Blogger RuckusButt said...

Good thing they're cute!

Any harm in putting aside the current book and starting the "escape" book? Better the story you're writing than the one that's blocking you?

April 12, 2013 at 8:44 PM  
Blogger Veronica Foale said...

What happens if you make the kid nine and old enough to wipe his own bum and make breakfast alone?

April 12, 2013 at 9:50 PM  
Blogger AareneX said...

Make the kid 7. Old enough to make breakfast etc, but not yet at the age where you need to hand him a shovel or an ax and tell him to do major landscape renovation in order to save your own sanity.

Better yet, make the kid a dog. A really floofy dog.

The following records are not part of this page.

PR #3350, opened 2018-10-11
Add project loading HOC tests

### LINKED ISSUE #3347: Make tests for project state-related higher order components
project-fetcher-hoc:
* Check that it calls onFetchedProjectData with projectData

vm-manager-hoc:
* Mock vm’s load project function, test that it’s called
* test that it then calls project-state reducer's onLoadedProject()
* If it’s called with no data, doesn’t render anything/renders null
* Test that vm is initialized (use a mock for vm)

rschamp:
### Resolves

- Resolves #3347 

### Proposed Changes

Adds tests for some of the new higher order components added in #3303 

### Reason for Changes

We should make sure the things we add work the way we expect

### Test Coverage

These are tests!

### Browser Coverage
N/A

### DIFF
--- a/src/lib/vm-manager-hoc.jsx
+++ b/src/lib/vm-manager-hoc.jsx
@@ -104,6 +104,7 @@ const vmManagerHOC = function (WrappedComponent) {
         onLoadedProject: loadingState => dispatch(onLoadedProject(loadingState))
     });
 
+    // Allow incoming props to override redux-provided props. Used to mock in tests.
     const mergeProps = (stateProps, dispatchProps, ownProps) => Object.assign(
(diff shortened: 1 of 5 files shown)


src/lib/vm-manager-hoc.jsx
```diff
@@ -104,9 +104,14 @@ const vmManagerHOC = function (WrappedComponent) {
         onLoadedProject: loadingState => dispatch(onLoadedProject(loadingState))
     });
 
+    const mergeProps = (stateProps, dispatchProps, ownProps) => Object.assign(
```
benjiwheeler: maybe we should comment on why we're using mergeprops?

PR #3354, opened 2018-10-11
disable onShare button

benjiwheeler:
by putting in an empty default onShare function, I had inadvertently made the button appear enabled in beta/standalone.

### DIFF
--- a/src/components/menu-bar/menu-bar.jsx
+++ b/src/components/menu-bar/menu-bar.jsx
@@ -683,8 +683,7 @@ const mapDispatchToProps = dispatch => ({
     onRequestCloseLogin: () => dispatch(closeLoginMenu()),
     onClickNew: canSave => dispatch(requestNewProject(canSave)),
     onClickSave: () => dispatch(saveProject()),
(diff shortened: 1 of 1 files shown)


src/components/menu-bar/menu-bar.jsx
```diff
@@ -683,8 +683,7 @@ const mapDispatchToProps = dispatch => ({
     onRequestCloseLogin: () => dispatch(closeLoginMenu()),
     onClickNew: canSave => dispatch(requestNewProject(canSave)),
     onClickSave: () => dispatch(saveProject()),
-    onSeeCommunity: () => dispatch(setPlayer(true)),
-    onShare: () => {} // NOTE: implement this
+    onSeeCommunity: () => dispatch(setPlayer(true))
```
chrisgarrity: Need to also remove the onShare prop above in proptypes

benjiwheeler: We agreed that this is ok, we're not completely removing the prop, just leaving it as undefined by default

Issue #2743, opened 2018-07-30
Host tutorials using a service besides Youtube, or host them ourselves?


benjiwheeler:
Using Youtube videos in our in-app tutorials is tricky because many schools block Youtube.

Do we plan to host the videos ourselves or on some other service? 

We may need to nail down a good video player.

thisandagain:
We are considering forking the video player source code developed for one of my other projects and may either use that or work with another 3rd party provider that we are in the process of interviewing / negotiating an agreement with.

apple502j:
Why don't you just use `<video>` tag and host by yourself?

towerofnix:
Right, I'm curious what the reasoning is for using anything but the `<video>` tag. It's certainly long supported by every browser 3.0 targets, and is certain to feel more natural than any custom UI, since browser developers typically make the controls look relatively similar to how the rest of their OS does (see Safari for example).

Going to the trouble of negotiating with a third-party company to *play a video* just does not seem worth it. Presumably/hopefully there's more to the company @thisandagain mentions than purely being a video player provider.

benjiwheeler:
@thisandagain I put this in the November 2018 Milestone because it seems relevant to Hour of Code

MasterOfTheTiger:
If you need to use a third party service for some reason, maybe check out MediaGoblin.

PR #3356, opened 2018-10-12
Migrate Videos from YouTube

thisandagain:
## Resolves
Resolves GH-2743

## Changes
This PR migrates tutorial videos away from YouTube and towards a custom solution that we can put behind our CDN moving forward. All videos have been migrated to the new platform and in the case of the "Getting Started" tutorial an initial set of Closed Captions have been loaded.

/cc @SpeakkVisually @ntlrsk @kosiecki

### DIFF
--- a/src/components/cards/cards.jsx
+++ b/src/components/cards/cards.jsx
@@ -63,17 +63,13 @@ const VideoStep = ({video, dragging}) => (
             <div className={styles.videoCover} />
         ) : null}
         <iframe
-            allowfullscreen
-            allowtransparency="true"
-            frameborder="0"
+            allowFullScreen
+            allowTransparency="true"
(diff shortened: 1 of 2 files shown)


rschamp:
Try it out: [video](https://llk.github.io/scratch-gui/video)

benjiwheeler:
This PR may resolve https://github.com/LLK/scratch-gui/issues/2743

Question: @towerofnix on that issue page brought up the possibility of using the `<video>` tag rather than an iframe, so that native players are used. Not sure if that bears on this.

thisandagain:
The native `<video>` tag player does not support all of the features we need.

thisandagain:
@chrisgarrity R?

PR #3359, opened 2018-10-13
Costume selector RTL

### LINKED ISSUE #3128: Costume dimensions incorrectly formatted in RTL
### Expected Behavior
Figure out the expected behavior for dimensions in RTL: is it still 'width x height', or would 'height x width' be the expected layout.

### Actual Behavior

image20

apple502j:
### Resolves
Resolves #3128 

### Proposed Changes
Adds `dir=ltr` to SpriteSelectorItem

### Reason for Changes
In RTL texts, numbers should be still LTR.

### DIFF
--- a/src/components/sprite-selector-item/sprite-selector-item.jsx
+++ b/src/components/sprite-selector-item/sprite-selector-item.jsx
@@ -45,7 +45,12 @@ const SpriteSelectorItem = props => (
         <div className={styles.spriteInfo}>
             <div className={styles.spriteName}>{props.name}</div>
             {props.details ? (
-                <div className={styles.spriteDetails}>{props.details}</div>
+                <div
+                    className={styles.spriteDetails}
+                    dir="ltr"
+                >
+                    {props.details}
+                </div>
             ) : null}
         </div>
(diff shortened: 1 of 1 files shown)


src/components/sprite-selector-item/sprite-selector-item.jsx
```diff
@@ -45,7 +45,12 @@ const SpriteSelectorItem = props => (
         <div className={styles.spriteInfo}>
             <div className={styles.spriteName}>{props.name}</div>
             {props.details ? (
-                <div className={styles.spriteDetails}>{props.details}</div>
+                <div
+                    className={styles.spriteDetails}
+                    dir="ltr"
+                >
+                    {props.details}
```
chrisgarrity: I'm not sure where `props.details` is getting set, but the reason that it's showing up strangely is that we're using the 'x' character, so the details are latin (ltr) characters, in a rtl context. If we used the unicode multiplication symbol instead (U+00D7) &times;, it would probably display correctly as I don't think it is a strongly directional character.

Anyhow, I think it would be better to solve this through using the multiplication symbol instead of hard-coding the `dir="ltr"` here. The original issue is probably a bit misleading.

apple502j:
I will close it and make another PR.

Issue #3322, opened 2018-10-10
use more explicit boolean props related to capability


benjiwheeler:
In comments on https://github.com/LLK/scratch-gui/pull/3303, re: `menu-bar.jsx`, @rschamp commented:

> Right now we're passing facts like sessionExists into the component and then using them to determine a capability within the component. Since they're both derived in redux already, it'd be clearer if the component received capabilities as props like canCreateProject, and we derived the capability from the facts in mapStateToProps.

PR #3364, opened 2018-10-15
use can__ boolean properties to explicitly set user capabilities

benjiwheeler:
### Resolves:

Resolves https://github.com/LLK/scratch-gui/issues/3322 (and related to https://github.com/LLK/scratch-www/issues/2168 )

### Changes:

sets and uses several variables:
```
canCreateNew
canRemix
canReport
canSave
canSaveAsCopy
canShare
```

Question: are there any booleans we should add? Do all of these make sense?

### Reason for Changes

We want embedding environments to be able to clearly communicate to GUI which capabilities the user should have, rather than have GUI contain knowledge about what various session statuses mean it should enable

### Test Coverage

Added several tests, in new test file `integration/menu-bar.test.js`

### Browser Coverage

Mac Chrome

### DIFF
--- a/src/playground/render-gui.jsx
+++ b/src/playground/render-gui.jsx
@@ -39,7 +39,6 @@ export default appTarget => {
 
     ReactDOM.render(
         <WrappedGui
-            canCreateNew
             backpackOptions={backpackOptions}
         />,
         appTarget);
--- a/src/playground/render-gui.jsx
+++ b/src/playground/render-gui.jsx
@@ -37,5 +37,14 @@ export default appTarget => {
         window.onbeforeunload = () => true;
     }
 
-    ReactDOM.render(<WrappedGui backpackOptions={backpackOptions} />, appTarget);
+    ReactDOM.render(
+        <WrappedGui
+            canCreateNew
+            backpackOptions={backpackOptions}
+            canRemix={false}
+            canSave={false}
+            canSaveAsCopy={false}
+            canShare={false}
+        />,
+        appTarget);
 };
--- a/src/playground/render-gui.jsx
+++ b/src/playground/render-gui.jsx
@@ -41,10 +41,6 @@ export default appTarget => {
         <WrappedGui
             canCreateNew
             backpackOptions={backpackOptions}
-            canRemix={false}
-            canSave={false}
-            canSaveAsCopy={false}
-            canShare={false}
         />,
         appTarget);
 };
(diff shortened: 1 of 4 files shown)


test/integration/menu-bar.test.js
```diff
@@ -0,0 +1,60 @@
...
+    });
+
+    test('File->New should be enabled', async () => {
+        await loadUri(uri);
+        await clickXpath('//button[@title="Try It"]');
+        await clickXpath(
+            '//div[contains(@class, "menu-bar_menu-bar-item") and ' +
+            'contains(@class, "menu-bar_hoverable")][span[text()="File"]]'
+        );
+        await findByXpath('//*[li[span[text()="New"]] and not(@data-tip="tooltip")]');
```
benjiwheeler: So the approach i used was to make strict xpaths that should all be found, where if the capability flag was handled wrong, the tooltip status wouldn't match and the findByXpath will timeout. 

This works, but it seems not ideal. Do you have any suggestions for a better way? I couldn't figure out how to make sense of the promise object that findByXpath returns, but maybe I could somehow use then/catch?

rschamp: Check out what `findByXpath` does — it doesn't actually return anything you can do something with, it just waits. It should probably be renamed `waitUntilXpathFound`.  If you want to do something with the elements, you should use `driver.findElements`.  This worked when I tried it:

```js
        const el = await driver.findElements(By.xpath('//*[li[span[text()="New"]] and not(@data-tip="tooltip")]'));
        expect(el.length).toEqual(1);
```

benjiwheeler:
Updated, take a look!

src/playground/render-gui.jsx
```diff
@@ -37,5 +37,10 @@ export default appTarget => {
         window.onbeforeunload = () => true;
     }
 
-    ReactDOM.render(<WrappedGui backpackOptions={backpackOptions} />, appTarget);
+    ReactDOM.render(
+        <WrappedGui
+            canCreateNew
```
rschamp: Don't need this anymore.

benjiwheeler: It sort of depends on your definition of "need" :)

Isn't it better to explicitly set this, because we want it, rather than assume the default is what we want it to be?

rschamp: Thinking about it more, I think we definitely want the playground to use the defaults, since when you're developing, you don't expect any props to be set, and you expect all the defaults to be used. It would be a frustrating experience to try changing that default and not seeing anything happen, only to find that there is this one prop set at the playground level.

benjiwheeler: Removed, to make usage clearer

PR #3366, opened 2018-10-15
Preload fonts

fsih:
### Resolves

- Resolves https://github.com/LLK/scratch-paint/issues/648

### Proposed Changes
Preload fonts

### Reason for Changes
Prevent imported text from being cut off

### Test Coverage
Tested many browser/OS combos and IE by loading projects 249881325, 228228816, and loading the default project and then uploading those 2 projects.

### Browser Coverage

Mac
 * [x] Chrome 
 * [x] Firefox 
 * [x] Safari
 
Windows
 * [x] Chrome 
 * [x] Firefox 
 * [x] Edge
 
Chromebook
 * [ ] Chrome
 
iPad
* [ ] Safari

Android Tablet
* [ ] Chrome


fsih:
gui.jsx was refactored in the meantime and I would appreciate help figuring out how to merge with the refactor

src/containers/gui.jsx
```diff
@@ -132,6 +133,7 @@ const ConnectedGUI = connect(
 // ability to compose reducers.
 const WrappedGui = compose(
     ErrorBoundaryHOC('Top Level App'),
+    FontLoaderHOC,
```
rschamp: I think `FontLoaderHOC` should wrap the component `VMManagerHOC`, similar to the way redux's `connect` does:
 - The `fontsLoaded` prop that `FontLoaderHOC` provides is consumed by `VMManager `
 - `VMManager ` can't function without `fontsLoaded`
 - The font loading behavior is an aspect of project loading, more specific to `VMManager` than `GUI`

benjiwheeler: you mean, take it out of this compose list, and put it directly into the VMManagerHOC file?

fsih: I think he means move it down 2 lines

test/unit/util/vm-manager-hoc.test.jsx
```diff
@@ -75,27 +76,38 @@ describe('VMManagerHOC', () => {
...
+            fontsLoaded: true,
+            loadingState: LoadingState.LOADING_VM_WITH_ID,
+            projectData: '100'
+        });
+        expect(vm.loadProject).toHaveBeenLastCalledWith('100');
+        // nextTick needed since vm.loadProject is async, and we have to wait for it :/
+        process.nextTick(() => expect(mockedOnLoadedProject).toHaveBeenLastCalledWith(LoadingState.LOADING_VM_WITH_ID));
     });
-    test('if there is no projectData, nothing is rendered', () => {
+    test('if there is projectData, the child is rendered', () => {
```
benjiwheeler: I'm not sure this test makes sense anymore. Seems like now, if there isn't projectData, the child is still rendered.

fsih: Sure, I can take this test out too

It merged my tests in a weird way. Basically I took out the nothing is rendered test and added a test that load happens when fontsLoaded becomes true. Should there be another test where fontsLoaded doesn't become true, and then vm.loadProject is never called?

src/containers/gui.jsx
benjiwheeler: I originally put it at the top because I thought it might need to be the first request completed, before we fetched; we even tried rendering null in FontLoaderHOC until fonts were loaded, but that doesn't work because (I think??) the fonts don't present themselves until you load the components that use them.

I could put it wherever, just not sure which place Ray means... "similar to the way redux's connect does" makes me think he means, like

`export FontLoaderHOC(VMManagerHOC)` 

or something...

test/unit/util/vm-manager-hoc.test.jsx
benjiwheeler: The problem is there's no real way (that I know) to test "is never called"

src/containers/gui.jsx
fsih: >> because (I think??) the fonts don't present themselves until you load the components that use them.

The fonts should be present in CSS on the page before React lifecycles start happening. I think the issue was that without the stage attached, the renderer isn't given by the GUI to the VM, and something was trying to access the renderer too soon.

test/unit/util/vm-manager-hoc.test.jsx
fsih: I took out the child rendered test and added a doesn't-load-without-fonts test. I think .toHaveBeenCalledTimes(0) works

src/containers/gui.jsx
rschamp: Yes I meant in `VMManagerHOC`, something like:
```jsx
return connect(
         mapStateToProps,
         mapDispatchToProps,
         mergeProps
     )(FontLoaderHOC(VMManager));
```

Although now I changed my mind, I think you should leave it since wrapping it up like that defeats the benefit of HOCs being isolated from each other so they can be tested by themselves.

Issue #3339, opened 2018-10-10
When project is uploaded, call onUpdateProjectTitle


benjiwheeler:
Currently, when an sb* file is uploaded, we are setting the project title in redux, but not calling the `onUpdateProjectTitle` function. We should, so that the project that gui is embedded in can respond.

Issue #3140, opened 2018-09-14
Handle/show title of a 2.0 project when one is loaded in 3.0


benjiwheeler:
### Expected Behavior

Load a 2.0 project in 3.0. I expect to see its title in the project title area.

### Actual Behavior

The project title is unchanged from the previous value.

benjiwheeler:
Fixed in #3379

PR #3379, opened 2018-10-15
sb-file-uploader gets title of any sb.* file; calls onUpdateProjectTitle

benjiwheeler:
### Resolves

Resolves https://github.com/LLK/scratch-gui/issues/3339 and https://github.com/LLK/scratch-gui/issues/3140

### Proposed Changes

* Handles/shows title of a 2.0 project (and will work for 1.0 projects, and projects missing extension, if it needs to) when one is loaded in 3.0.

* calls the onUpdateProjectTitle passed to it from `MenuBar` with the new title, if it exists. This allows code that encloses or embeds GUI to be notified of the title change when a file is uploaded.

### Reason for Changes

* sb2 file uploads were having titles ignored, for no good reason!
* uploading a Scratch file when editor is under preview/project page should update the title of the project!

### Test Coverage

None. Unclear how to test this well?

### Browser Coverage

tested in Mac Chrome

### DIFF
--- a/src/containers/sb-file-uploader.jsx
+++ b/src/containers/sb-file-uploader.jsx
@@ -41,6 +41,7 @@ class SBFileUploader extends React.Component {
     constructor (props) {
         super(props);
         bindAll(this, [
+            'getProjectTitleFromFilename',
             'renderFileInput',
             'setFileInput',
             'handleChange',
--- a/src/containers/sb-file-uploader.jsx
+++ b/src/containers/sb-file-uploader.jsx
@@ -6,7 +6,6 @@ import {defineMessages, injectIntl, intlShape} from 'react-intl';
 
 import analytics from '../lib/analytics';
 import log from '../lib/log';
-import {setProjectTitle} from '../reducers/project-title';
 import {LoadingStates, onLoadedProject, onProjectUploadStarted} from '../reducers/project-state';
 
 import {
@@ -79,13 +78,11 @@ class SBFileUploader extends React.Component {
             reader.readAsArrayBuffer(thisFileInput.files[0]);
             // extract the title from the file and set it as current project title
             if (thisFileInput.files[0].name) {
-                const matches = thisFileInput.files[0].name.match(/^(.*?)(\.sb[23]?)?$/);
+                // only parse title from files like "filename.sb2" or "filename.sb3"
+                const matches = thisFileInput.files[0].name.match(/^(.*)\.sb[23]$/);
                 if (matches) {
                     const truncatedProjectTitle = matches[1].substring(0, 100);
-                    this.props.onSetReduxProjectTitle(truncatedProjectTitle);
-                    if (this.props.onUpdateProjectTitle) {
-                        this.props.onUpdateProjectTitle(truncatedProjectTitle);
-                    }
+                    this.props.onUpdateProjectTitle(truncatedProjectTitle);
                 }
             }
         }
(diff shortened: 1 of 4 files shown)


benjiwheeler:
@rschamp any suggestions for how to write tests for this? Seems like it's tricky to do it without opening the OS filepicker...

src/containers/sb-file-uploader.jsx
```diff
@@ -79,10 +79,13 @@ class SBFileUploader extends React.Component {
             reader.readAsArrayBuffer(thisFileInput.files[0]);
             // extract the title from the file and set it as current project title
             if (thisFileInput.files[0].name) {
-                const matches = thisFileInput.files[0].name.match(/^(.*)\.sb3$/);
+                const matches = thisFileInput.files[0].name.match(/^(.*?)(\.sb[23]?)?$/);
```
rschamp: To me this reads "Any sequence of characters _optionally_ followed by `.sb`, `.sb2` or `.sb3`".  The file picker we're creating only allows you to pick `.sb2` or `.sb3` files, so I think we could require one of these extensions: `/^(.*)\.sb[23]$/`. Curious why the change to a more expansive set of filenames?

src/containers/sb-file-uploader.jsx
```diff
@@ -79,10 +79,13 @@ class SBFileUploader extends React.Component {
...
                 if (matches) {
                     const truncatedProjectTitle = matches[1].substring(0, 100);
-                    this.props.onSetProjectTitle(truncatedProjectTitle);
+                    this.props.onSetReduxProjectTitle(truncatedProjectTitle);
```
rschamp: When do we not have `props.onUpdateProjectTitle`? This was set up this way before but now It's apparent that this is a little hacky — we're setting it in redux and then asking something different to also update the title to stay in sync. The best way to stay in sync is to always update at the top and let the state go down from there.

src/containers/sb-file-uploader.jsx
benjiwheeler: Here is my reasoning:

If, after some future changes to the code outside of this line, this line runs, and gets a filename like

`Why I sing.sb`
or
`Why I sing`

should it just decide to completely discard "Why I sing" and not change the project title to that? That seems like it would be a mistake.

rschamp: We should update this when we change the code then — what if the code never changes like that? Then this is set up for a situation that never occurs, and confuses the intent. As it is now, it looks like there's possibly a bug in the file input because it's only allowing .sb2 or .sb3 files, but this part of the code can allow .sb files as well. So which one is right? Without context would need to investigate. If we're consistent then there's no ambiguity.

src/containers/sb-file-uploader.jsx
benjiwheeler: It's a little hacky. Maybe gui.jsx could listen for changes to the redux title and call onUpdateProjectTitle, but it's already listening for changes to the incoming projectTitle prop and using that to set the redux project title... would it work to do both in the same place?

rschamp: We shouldn't need to listen for changes to the redux title, `onUpdateProjectTitle` should result in a change to the incoming `title` prop. That would then should cause GUI to update the redux state. Then everything that uses the redux title should read it from there. If `onUpdateProjectTitle` doesn't result in a change to the incoming `title` prop then we don't want the redux state to be different than that prop.

We can't assume what will happen when we call `onUpdateProjectTitle` — maybe there's a sanitizer before it updates the title, or maybe the title shouldn't change in a certain context.

src/containers/sb-file-uploader.jsx
benjiwheeler: I think we have a philosophical difference here, but it's a place that doesn't matter much, and I'm happy to do it your way.

benjiwheeler:
Take a look. I didn't mock up the filepicker input, just made unit tests of the filename extraction. It's a start!

PR #3382, opened 2018-10-15
Add video translation

### LINKED ISSUE #3230: Add support for translated versions of tutorial videos
Build infrastructure for showing different tutorial videos based on locale. 
Define process for managing videos.

chrisgarrity:
### Resolves
- Resolves #3230 

### Proposed Changes
* Look up video id based on locale.
* add japanese video ids
* add test

### Reason for Changes

Show different videos for the tutorials if they have been created for the other language.

### Test Coverage

Added unit test for the new function

Manual testing: only English and Japanese tutorial videos are currently available.

You can try it on my branch: https://chrisgarrity.github.io/scratch-gui/feature/3230-translate-videos/

### Browser Coverage

Mac
 * [x] Chrome 
 * [ ] Firefox 
 * [x] Safari
 
Windows
 * [ ] Chrome 
 * [ ] Firefox 
 * [ ] Edge
 
Chromebook
 * [ ] Chrome
 
iPad
* [ ] Safari

Android Tablet
* [ ] Chrome

### DIFF
--- a/src/lib/libraries/decks/translate-video.js
+++ b/src/lib/libraries/decks/translate-video.js
@@ -1,0 +1,97 @@
+/**
+ * @fileoverview
+ * Utility function to look up whether a translated video exists for a locale.
+ */
+
+// TODO: ja-Hira are copies of ja, replace with real ja-Hira when available.
+const videos = {
+    'intro-move-sayhello': {
+        'en': 'rpjvs3v9gj',
+        'ja': 'v2c2f3y2sc',
+        'ja-Hira': 'v2c2f3y2sc'
+    },
+    'animate-a-name': {
+        'en': 'pyur30ho05',
+        'ja': 'xrmgno02th',
+        'ja-Hira': 'xrmgno02th'
+    },
+    'Make-Music': {
+        'en': 'ir0j8ljsgm',
+        'ja': 'iybhyobckr',
+        'ja-Hira': 'iybhyobckr'
+    },
+    'Make-A-Game': {
+        'en': '5rp47ys13g',
+        'ja': 'h4q2ea3ojw',
+        'ja-Hira': 'h4q2ea3ojw'
+    },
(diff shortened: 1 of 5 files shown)


src/lib/libraries/decks/translate-video.js
```diff
@@ -0,0 +1,97 @@
+/**
+ * @fileoverview
+ * Utility function to look up whether a translated video exists for a locale.
+ */
+
+// TODO: ja-Hira are copies of ja, replace with real ja-Hira when available.
```
benjiwheeler: weren't you telling me there were some relationships, like brasilian portuguese -> portuguese, that had explicit failover/backup relationships? Was that in scratch-l10n?

Could it make sense to use something like that here?
```
const failovers = {
      'ja-Hira': 'ja'
}
const findWithFailover(object, locale, failovers) {
    if (object.hasOwnProperty(locale)) return object[locale];
    const failover = failovers[locale];
    if (failover) return findWithFailover(object, failover, failovers);
    if (object.hasOwnProperty('en')) return object['en'];
    return null;
}
```
then...
```
const translateVideo = (videoId, locale) => {
    // if the videoId is not recognized in the videos object, assume it's already a video id on wistia
    return findWithFailover(videos[videoId], locale, failovers);
};
```

chrisgarrity: We don't have any fail-overs. I was mentioning it might be nice in the string translations to be able to have the fallback language be something other than English, but it's not supported by react-intl. And it could be problematic - failing over between the two Chinese systems would probably not be acceptable.
Using the ja video for ja-Hira is only temporary. I checked with Yumiko, and we just need to redo the video - her voice over can be used for both. If people start asking for some other language video instead of English, then it might be worth looking into adding something like this. Right now I think it over complicates the videos for a situation that is the exception not the rule.

PR #3409, opened 2018-10-17
Get costume url bugfix

kchadha:
### Proposed Changes

Fix minor issues with watermark:

- Font wasn't actually getting injected into costumes because cachedUrl was getting replaced. This is no longer broken:

image

- Fix issue where watermark could be dragged.

### DIFF
--- a/src/lib/get-costume-url.js
+++ b/src/lib/get-costume-url.js
@@ -26,10 +26,12 @@ const getCostumeUrl = (function () {
                 svgRenderer.loadString(svgString);
                 const svgText = svgRenderer.toString(true /* shouldInjectFonts */);
                 cachedUrl = `data:image/svg+xml;utf8,${encodeURIComponent(svgText)}`;
+            } else {
+                cachedUrl = vm.runtime.storage.get(assetId).encodeDataURI();
             }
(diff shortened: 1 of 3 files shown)


src/lib/get-costume-url.js
```diff
@@ -26,10 +26,12 @@ const getCostumeUrl = (function () {
                 svgRenderer.loadString(svgString);
                 const svgText = svgRenderer.toString(true /* shouldInjectFonts */);
                 cachedUrl = `data:image/svg+xml;utf8,${encodeURIComponent(svgText)}`;
+            } else {
+                cachedUrl = vm.runtime.storage.get(assetId).encodeDataURI();
             }
+        } else {
             cachedUrl = vm.runtime.storage.get(assetId).encodeDataURI();
         }
-        cachedUrl = vm.runtime.storage.get(assetId).encodeDataURI();
```
fsih: Maybe
if (!cachedUrl) cachedUrl = ...
would be easier to reason about than the two elses, but I don't feel strongly about it

kchadha: I think I'm going to leave it as is.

April 12, 2013 at 10:46 PM  
Blogger frog ponds rock... said...

Put the manuscript in a drawer and write something that is pure escapism. Xx

April 13, 2013 at 12:57 AM  
Blogger frog ponds rock... said...

Put the manuscript in a drawer and write something that is pure escapism. Xx

April 13, 2013 at 12:58 AM  
Blogger Bif said...

Yeah, the only thing saving them is that they are absolutely freaking adorable.

Only thing.

April 14, 2013 at 9:16 AM  
Blogger Doranna Benker Gilkey said...

I just want to say thank you for writing this. I go through the same thing.
For my piece of unsolicted advice, put your tired in your character. She has to do all that and overcome whatever you throw at her. To see a glimps of her fantsising about running away, then coming back anyway will make her very real and interesting. We've all been there, mama, but we want to read about how others dealt with it too.

Personally, I'm using Camp NaNoWriMo to write a trashy novel. Involving horses. And rich, handsome men. And strong, beautiful women who can handle everything I throw at them. Good luck!